At the beginning we load an picture showing the Swiss alps which crisp high frequency features. To mimic optical defocus, we convolve the ground-truth image with the Point-Spread Function (PSF), which represents the impulse response of an objective lens and is typically used to model the interferrence of propagating light waves.
from pathlib import Path
import imageio
from scipy.ndimage import convolve
from utils.gibson_lanni import create_psf_kernel
psf_kernel = create_psf_kernel(size=64)[..., -23][16:-16, 16:-16]
path = Path('.') / 'img' / 'alps.png'
gimg = imageio.imread(str(path)).astype('float')
psf_conv = lambda img, kernel=psf_kernel: convolve(img, kernel, mode='reflect', cval=0.0, origin=0)
# blur image
bimg = psf_conv(gimg)
import matplotlib.pyplot as plt
%matplotlib inline
fig, axs = plt.subplots(nrows=1, ncols=3, figsize=(25, 5))
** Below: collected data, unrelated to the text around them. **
Issue #1701, opened 2023-08-04
Spike: look into decoupling Open Payments API and ILP


mkurapov:
## Context
Within the PCH/Mojaloop project, it is looking like we will be going forward with supporting mojaloop transfers instead of ILP transfers between payments. Specifically, payment pointer/incoming payments can now support multiple transfer methods, and this issue is for seeing how we would be able to refactor the code such that we can have "pluggable" payment methods.

PR #1747, opened 2023-08-18
refactor: move ilp related files into /payment-method/ilp

mkurapov:

In order to support adding a support for making payments with Mojaloop (instead of streaming ILP), this PR moves everything ILP related to `/payment-method/ilp`.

axs[0].imshow(gimg, cmap='gray')
axs[1].imshow(psf_kernel, cmap='gray')
axs[2].imshow(bimg, cmap='gray')
axs[0].set_title('Ground-truth', fontsize=24)
axs[1].set_title('Point-Spread-Function (PSF)', fontsize=24)
axs[2].set_title('Defocused image', fontsize=24)
axs[0].tick_params(top=False, bottom=False, left=False, right=False, labelleft=False, labelbottom=False)
axs[1].tick_params(top=False, bottom=False, left=False, right=False, labelleft=False, labelbottom=False)
axs[2].tick_params(top=False, bottom=False, left=False, right=False, labelleft=False, labelbottom=False)
fig.tight_layout()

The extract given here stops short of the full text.